Part of that is due to the nature of my work: I do high-end consulting. It’s not the type of thing you buy from a spiffy sales page and a buy button.

Plus, when I designed my model week, it became very clear that I couldn’t continue to grow my business by doing one-off sessions with clients, which is what the Elevate sessions are.

Instead, I needed to focus on getting more long-term retainer clients.

That’s what I really wanted.

With that in mind, then, the entire Elevate sales pitch was actually a decoy. If you download the entire email, you may notice that the messaging around Elevate sessions was out of sync with the picture I had painted earlier in the email.

So why did I spend all that time painting a different picture?

Because it was that picture that resonated with the right people so much … that it compelled them to respond to the very last line of my email:

That’s what I really wanted, and that’s what I got.

Why It’s Called the 10X Email…

From that one email, I got a number of amazing inquiries from remarkable people who are exactly those I want to work with. On exactly the right types of projects, too.

I got my leads raising their hands, identifying themselves, setting up discovery conversations with me, asking for bespoke projects. Retainers. Long-term gigs that are worth a few thousand dollars up front, but which will be worth thousands of dollars a month to my business for years to come.

The email itself has generated approximately $ 15,000 in up-front cash so far. Since sending that email, we’ve also tripled our monthly recurring revenue.

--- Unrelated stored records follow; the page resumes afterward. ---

PR #14589, opened 2026-02-12
chore(gen2-migration): add shared test utils file for test apps

sanjanaravikumar-az:
Created a shared test-utils.ts file containing shared code among the amplify migration apps. It contains the main test runner and the authentication flow using Cognito APIs. The authentication flow is made to handle all different modes of sign in including email and phone number.

### DIFF
--- a/amplify-migration-apps/_test-common/README.md
+++ b/amplify-migration-apps/_test-common/README.md
@@ -1,15 +1,14 @@
-# _test-common
+# \_test-common
 
 Shared test utilities for the Amplify migration test apps. These helpers handle Cognito user provisioning, test execution, and common type definitions used across all apps in `amplify-migration-apps/`.
 
 ## Files
 
-| File | Description |
-|------|-------------|
-| `test-apps-test-utils.ts` | Shared type definitions (`AmplifyConfig`, `TestUser`, `TestCredentials`, etc.) and barrel re-exports for backwards compatibility. |
-| `signup.ts` | `provisionTestUser` — creates a test user via `AdminCreateUser` and sets a permanent password. Supports email, phone, and username signin patterns. Works even when self-signup is disabled on the user pool. |
-| `runner.ts` | `TestRunner` class — runs async test functions, collects failures, and prints a summary. |
-| `test-credentials.json` | Static test credentials (email, phone, username, password) consumed by test scripts. |
+| File                      | Description                                                                                                                                                                                                                                             |
+| ------------------------- | ------------------------------------------------------------------------------------------------------------------------------------------------------------------------------------------------------------------------------------------------------- |
+| `test-apps-test-utils.ts` | Shared type definitions (`AmplifyConfig`, `TestUser`, `TestCredentials`, etc.) and barrel re-exports for backwards compatibility.                                                                                                                       |
+| `signup.ts`               | `provisionTestUser` — creates a test user via `AdminCreateUser` and sets a permanent password. Generates unique credentials dynamically. Supports email, phone, and username signin patterns. Works even when self-signup is disabled on the user pool. |
+| `runner.ts`               | `TestRunner` class — runs async test functions, collects failures, and prints a summary.                                                                                                                                                                |
 
 ## Usage
 
--- a/amplify-migration-apps/_test-common/signup.ts
+++ b/amplify-migration-apps/_test-common/signup.ts
@@ -4,7 +4,8 @@ import {
   AdminSetUserPasswordCommand,
   type AttributeType,
 } from '@aws-sdk/client-cognito-identity-provider';
-import type { AmplifyConfig, SigninIdentifier, SignupAttribute, TestCredentials, TestUser } from './test-apps-test-utils';
+import { randomBytes } from 'crypto';
+import type { AmplifyConfig, SigninIdentifier, SignupAttribute, TestUser } from './test-apps-test-utils';
 
 interface ResolvedAuthConfig {
   signinIdentifier: SigninIdentifier;
@@ -46,24 +47,46 @@ function resolveSignupAttributes(signupAttributes: string[]): SignupAttribute[] 
   return mapped.length > 0 ? mapped : ['email'];
 }
 
+interface GeneratedCredentials {
+  email?: string;
+  phoneNumber?: string;
+  username?: string;
+  password: string;
+}
+
+/**
+ * Generates only the credentials required by the resolved auth config.
+ * The union of signupAttributes and signinIdentifier determines which
+ * identity fields are needed. Password is always generated.
+ */
+function generateCredentials(resolved: ResolvedAuthConfig): GeneratedCredentials {
+  const needed = new Set<SignupAttribute | SigninIdentifier>([...resolved.signupAttributes, resolved.signinIdentifier]);
+  return {
+    email: needed.has('email') ? generateTestEmail() : undefined,
+    phoneNumber: needed.has('phone') ? generateTestPhoneNumber() : undefined,
+    username: needed.has('username') ? generateTestUsername() : undefined,
+    password: generateTestPassword(),
+  };
+}
+
 function buildAdminCreateUserInput(
   userPoolId: string,
   resolved: ResolvedAuthConfig,
-  credentials: { email: string; phoneNumber: string; username: string; password: string },
+  credentials: GeneratedCredentials,
 ): { UserPoolId: string; Username: string; TemporaryPassword: string; UserAttributes: AttributeType[]; MessageAction: 'SUPPRESS' } {
   const { signinIdentifier, signupAttributes } = resolved;
 
-  const identifierValueMap: Record<SigninIdentifier, string> = {
+  const identifierValueMap: Record<SigninIdentifier, string | undefined> = {
     email: credentials.email,
     phone: credentials.phoneNumber,
     username: credentials.username,
   };
-  const username = identifierValueMap[signinIdentifier];
+  const username = identifierValueMap[signinIdentifier] ?? '';
 
-  const attributeMap: Record<SignupAttribute, AttributeType> = {
-    email: { Name: 'email', Value: credentials.email },
-    phone: { Name: 'phone_number', Value: credentials.phoneNumber },
-    username: { Name: 'username', Value: credentials.username },
+  const attributeMap: Record<SignupAttribute, AttributeType | undefined> = {
+    email: credentials.email ? { Name: 'email', Value: credentials.email } : undefined,
+    phone: credentials.phoneNumber ? { Name: 'phone_number', Value: credentials.phoneNumber } : undefined,
+    username: credentials.username ? { Name: 'username', Value: credentials.username } : undefined,
   };
 
   // When phone or username is used as the Username, Cognito already
@@ -76,13 +99,14 @@ function buildAdminCreateUserInput(
       if (signinIdentifier === 'username' && attr === 'username') return false;
       return true;
     })
-    .map((attr) => attributeMap[attr]);
+    .map((attr) => attributeMap[attr])
+    .filter((a): a is AttributeType => a !== undefined);
 
   // Mark email/phone as verified so the user can sign in immediately
-  if (signupAttributes.includes('email')) {
+  if (credentials.email) {
     userAttributes.push({ Name: 'email_verified', Value: 'true' });
   }
-  if (signupAttributes.includes('phone')) {
+  if (credentials.phoneNumber) {
     userAttributes.push({ Name: 'phone_number_verified', Value: 'true' });
   }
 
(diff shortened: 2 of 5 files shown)


amplify-migration-apps/shared-test-utils/test-apps-test-utils.ts
```diff
@@ -0,0 +1,226 @@
...
+  aws_user_pools_id?: string;
+  aws_user_pools_web_client_id?: string;
+  aws_cognito_region?: string;
+  signinIdentifier?: SigninIdentifier;
+  signupAttributes?: SignupAttribute[];
+}
+
+export interface TestFailure {
+  name: string;
+  error: string;
```
iankhou: Can we include the stacktrack from the error too? To give us more insight into what went wrong.

amplify-migration-apps/shared-test-utils/test-apps-test-utils.ts
```diff
@@ -0,0 +1,226 @@
...
+
+  return {
+    ClientId: clientId,
+    Username: username,
+    Password: credentials.password,
+    UserAttributes: userAttributes,
+  };
+}
+
+export function createTestRunner(): {
```
iankhou: Why is this a function and not a class? Seems odd to me that `printSummary` is a util function that's returned by a function call, instead of a method being called on an instance of a class.

amplify-migration-apps/shared-test-utils/test-apps-test-utils.ts
iankhou: Can we include the error name and the stacktrace? This will help us when debugging failures.

amplify-migration-apps/shared-test-utils/test-apps-test-utils.ts
```diff
@@ -0,0 +1,226 @@
...
+const TEST_EMAIL = 'user1@test.example.com';
+const TEST_PHONE_NUMBER = '+15551234567';
+const TEST_USERNAME = 'testuser1';
+
+function resolveAuthConfig(config: AmplifyConfig): ResolvedAuthConfig {
+  return {
+    signinIdentifier: config.signinIdentifier ?? 'email',
+    signupAttributes: config.signupAttributes ?? ['email'],
+  };
+}
```
iankhou: Not sure why this is done, could you add a comment? It's also only used once, so might not be worth abstracting it out.

amplify-migration-apps/shared-test-utils/test-apps-test-utils.ts
iankhou: Ah, I see we're using `getErrorMessage` to fill this value in most cases. I think this key is misleading. Error is a specific thing, and a message is a component of an error. Reconsider this name.

amplify-migration-apps/shared-test-utils/test-apps-test-utils.ts
```diff
@@ -0,0 +1,226 @@
...
+
+  const attributeMap: Record<SignupAttribute, AttributeType> = {
+    email: { Name: 'email', Value: credentials.email },
+    phone: { Name: 'phone_number', Value: credentials.phoneNumber },
+    username: { Name: 'username', Value: credentials.username },
+  };
+
+  // Cognito requires email in UserAttributes even when it's also the Username.
+  // Only phone/username are excluded since Cognito treats them as implicit
+  // when they appear in the Username field.
```
iankhou: I don't understand this comment, could you provide clarification on what it means by "implicit when they appear in the Username field"?

amplify-migration-apps/shared-test-utils/test-apps-test-utils.ts
```diff
@@ -0,0 +1,226 @@
...
+
+export type SignupAttribute = 'email' | 'phone' | 'username';
+
+export interface AmplifyConfig {
+  aws_user_pools_id?: string;
+  aws_user_pools_web_client_id?: string;
+  aws_cognito_region?: string;
+  signinIdentifier?: SigninIdentifier;
+  signupAttributes?: SignupAttribute[];
+}
```
iankhou: Why all optional keys? We use this in both `createTestUser` and `resolveAuthConfig`, how come we don't have separate interfaces for these two functions, since the keys that each of these functions use do not intersect at all?

amplify-migration-apps/shared-test-utils/test-apps-test-utils.ts
```diff
@@ -0,0 +1,226 @@
...
+
+  const resolved = resolveAuthConfig(config);
+  const { signupAttributes } = resolved;
+
+  const signUpInput = buildSignUpInput(clientId ?? '', resolved, {
+    email: TEST_EMAIL,
+    phoneNumber: TEST_PHONE_NUMBER,
+    username: TEST_USERNAME,
+    password: TEST_PASSWORD,
+  });
```
iankhou: I don't feel great about this not being configurable, although I also think the test creds should be shared. Can we keep the test creds in a separate JSON file, parameterize the credential inputs, and pass them in when we call `createTestUser`?

amplify-migration-apps/shared-test-utils/test-apps-test-utils.ts
sanjanaravikumar-az: yes, that makes sense, I'll add an optional Stack field.

amplify-migration-apps/shared-test-utils/test-apps-test-utils.ts
sanjanaravikumar-az: Yes I left it in because this pattern was pre-existing, but I think the class approach might be more readable

amplify-migration-apps/shared-test-utils/test-apps-test-utils.ts
sanjanaravikumar-az: i get your point, i've changed the name to message instead of error

amplify-migration-apps/shared-test-utils/test-apps-test-utils.ts
sanjanaravikumar-az: thinking it over, i think it might be better to inline it directly into ```createTestUser```. Keeping the ```ResolvedAuthConfig``` type might be better since it guarantees non-optional fields for ```buildSignUpInput```

amplify-migration-apps/shared-test-utils/test-apps-test-utils.ts
sanjanaravikumar-az: Yes, what I meant was phone/username are already associated via the ```Username``` field so they're excluded from ```UserAttributes```, but email is required in ```UserAttributes``` for verification even when it's also the ```Username```. This is Cognito behavior, don't know the exact reason why. But I'll update the comment to explain better.

amplify-migration-apps/shared-test-utils/test-apps-test-utils.ts
sanjanaravikumar-az: The fields are all optional because the three Cognito fields match the Amplify config JSON shape where they're optional. The auth pattern fields (```signinIdentifier```, ```signupAttributes```) are optional so existing callers don't have to change anything, they just get email-only by default. Splitting it up would mean callers have to break apart the same config object into multiple pieces, and since ```createTestUser``` is the only thing reading it, I don't think we'd gain much from that.

amplify-migration-apps/shared-test-utils/test-apps-test-utils.ts
sanjanaravikumar-az: i think thats a good idea, moved the test creds into a ```test-credentials.json``` and made ```createTestUser``` take a ```credentials``` param instead of using hardcoded constants. Callers just import the JSON and pass it in

sanjanaravikumar-az:
> Could you accompany this change with a change to a test-script? That will help give context on how this code is actually used.

Added the project boards test script which uses this logic.

amplify-migration-apps/_test-common/test-credentials.json
iliapolo, line 1: Why do we need this file? The signup function should just generate this on the fly and return the necessary information to the test.

amplify-migration-apps/shared-test-utils/test-apps-test-utils.ts
```diff
@@ -0,0 +1,220 @@
...
+  }
+}
+
+/**
+ * Provisions a test user via Cognito signup and admin-confirms them.
+ * Does NOT sign in — the caller should handle signIn in its own module scope
+ * so the Amplify auth singleton has the tokens available for API/Storage calls.
+ * Returns the username to use for signIn.
+ */
+export async function provisionTestUser(
```
iliapolo: Lets put this function in a dedicated file called `signup.ts`. Its better for us (as well as AI) to have multiple small files, rather than one large one.

amplify-migration-apps/shared-test-utils/test-apps-test-utils.ts
```diff
@@ -0,0 +1,220 @@
...
+
+  return {
+    ClientId: clientId,
+    Username: username,
+    Password: credentials.password,
+    UserAttributes: userAttributes,
+  };
+}
+
+export class TestRunner {
```
iliapolo: Split all the functions and classes related to test runner to a separate file called `runner.ts`

amplify-migration-apps/shared-test-utils/test-apps-test-utils.ts
iliapolo, line 1: Rename the directory to `_test-common`. We use `_` to differentiate this directory from normal apps. Also add a README.md with some basic explanation to what this directory contains.

amplify-migration-apps/shared-test-utils/test-apps-test-utils.ts
```diff
@@ -0,0 +1,220 @@
...
+  const signUpInput = buildSignUpInput(clientId ?? '', resolved, credentials);
+  const signinValue = signUpInput.Username;
+
+  console.log(`\n🔑 Creating test user: ${signUpInput.Username}`);
+
+  const cognitoClient = new CognitoIdentityProviderClient({ region });
+
+  // Step 1: SignUp
+  try {
+    await cognitoClient.send(new SignUpCommand(signUpInput));
```
iliapolo: Lets use `AdminCreateUserCommand` instead so that it also works with user pools that don't have self-sign up enabled.

amplify-migration-apps/shared-test-utils/test-apps-test-utils.ts
sanjanaravikumar-az: made the change

amplify-migration-apps/shared-test-utils/test-apps-test-utils.ts
sanjanaravikumar-az: done!

amplify-migration-apps/shared-test-utils/test-apps-test-utils.ts
sanjanaravikumar-az: done

amplify-migration-apps/shared-test-utils/test-apps-test-utils.ts
sanjanaravikumar-az: updated the script

amplify-migration-apps/_test-common/test-credentials.json
sanjanaravikumar-az: It was initially configured that way but I received a comment on it:

"I don't feel great about this not being configurable, although I also think the test creds should be shared. Can we keep the test creds in a separate JSON file, parameterize the credential inputs, and pass them in when we call ```createTestUser```"

So we put the creds in a separate file

amplify-migration-apps/_test-common/README.md
```diff
@@ -0,0 +1,22 @@
+# _test-common
+
+Shared test utilities for the Amplify migration test apps. These helpers handle Cognito user provisioning, test execution, and common type definitions used across all apps in `amplify-migration-apps/`.
+
+## Files
+
+| File | Description |
+|------|-------------|
+| `test-apps-test-utils.ts` | Shared type definitions (`AmplifyConfig`, `TestUser`, `TestCredentials`, etc.) and barrel re-exports for backwards compatibility. |
+| `signup.ts` | `provisionTestUser` — creates a test user via `AdminCreateUser` and sets a permanent password. Supports email, phone, and username signin patterns. Works even when self-signup is disabled on the user pool. |
```
iankhou: yippee, no need to manually enable self-signup in CI!

amplify-migration-apps/_test-common/signup.ts
```diff
@@ -0,0 +1,164 @@
...
+          return first.message;
+        }
+      }
+    }
+    return JSON.stringify(error, null, 2);
+  }
+  return String(error);
+}
+
+function resolveSigninIdentifier(config: AmplifyConfig): SigninIdentifier {
```
iankhou: This function doesn't need the whole config, only `aws_cognito_username_attributes`.

amplify-migration-apps/_test-common/signup.ts
```diff
@@ -0,0 +1,164 @@
...
+  const usernameAttrs = config.aws_cognito_username_attributes ?? [];
+  if (usernameAttrs.includes('PHONE_NUMBER')) return 'phone';
+  if (usernameAttrs.includes('EMAIL')) return 'email';
+  return 'username';
+}
+
+function resolveSignupAttributes(config: AmplifyConfig): SignupAttribute[] {
```
iankhou: This function doesn't need the whole config, only `aws_cognito_signup_attributes`

amplify-migration-apps/shared-test-utils/test-apps-test-utils.ts
iankhou: This function is defined both here and in `amplify-migration-apps/_test-common/signup.ts`, did you intend to remove this function here?

amplify-migration-apps/_test-common/runner.ts
```diff
@@ -0,0 +1,61 @@
...
+      const result = await testFn();
+      return result;
+    } catch (error: unknown) {
+      const stack = error instanceof Error ? error.stack : undefined;
+      this.failures.push({ name, message: getErrorMessage(error), stack });
+      return null;
+    }
+  }
+
+  printSummary(): void {
```
iankhou, line 41: This function is defined twice in this PR (also in `amplify-migration-apps/shared-test-utils/test-apps-test-utils.ts`).

amplify-migration-apps/_test-common/runner.ts
```diff
@@ -0,0 +1,61 @@
...
+    }
+    return JSON.stringify(error, null, 2);
+  }
+  return String(error);
+}
+
+export class TestRunner {
+  readonly failures: TestFailure[] = [];
+
+  async runTest<T>(name: string, testFn: () => Promise<T>): Promise<T | null> {
```
iankhou, line 30: Same issue as my comment below on `printSummary()`, it is defined twice.

amplify-migration-apps/shared-test-utils/test-apps-test-utils.ts
iankhou: Did you mean to delete this class definition here?

amplify-migration-apps/_test-common/test-apps-test-utils.ts
```diff
@@ -0,0 +1,29 @@
+export type SigninIdentifier = 'email' | 'phone' | 'username';
+
+export type SignupAttribute = 'email' | 'phone' | 'username';
+
+export interface AmplifyConfig {
```
iankhou, line 5: This is being used in `resolveSigninIdentifier`, `resolveSignupAttributes`, `Amplify.configure`, and `provisionTestUser`. I feel like it should only be used for `Amplify.configure`, and `provisionTestUser`. For `resolveSigninIdentifier` and `resolveSignupAttributes` you can just pass the one value that they each need.

iankhou (changes requested):

amplify-migration-apps/_test-common/test-apps-test-utils.ts
sanjanaravikumar-az: made the change

amplify-migration-apps/_test-common/README.md
```diff
@@ -0,0 +1,22 @@
...
+| `runner.ts` | `TestRunner` class — runs async test functions, collects failures, and prints a summary. |
+| `test-credentials.json` | Static test credentials (email, phone, username, password) consumed by test scripts. |
```
iliapolo: Why do we need this to be static though? Can't the `provisionTestUser` function return this object dynamically to the caller? generating a different password each time?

Given the average lifetime of a customer with me on these retainers, it’s probably an underestimate to say it was a $ 150,000 email.

Conservatively, that’s a factor of 10X.

Likely more, because an email that successful needs to be re-used, so it will eventually make its way into my marketing automation machine.

But it all comes down to knowing what I was selling. Our consulting services aren’t the type of work that you can pitch directly. It’s never going to be the sort of thing that sells from a standard “click a button and buy” sales message.

Instead, it required a story – not about a particular product, but about a vision that requires action to get there.

To be contrary, and mention all the things you want to work on … but for which you can’t be booked directly.

To open loops, so that the readers are curious enough to read all the way down the page to the very end, where the call to action for them was.

And to build authentic scarcity, to get those who have you on a “someday” list to know that if they want to work with you on any of their big dreams any time soon, they need to act now.

That’s what it takes to write a 10X Email.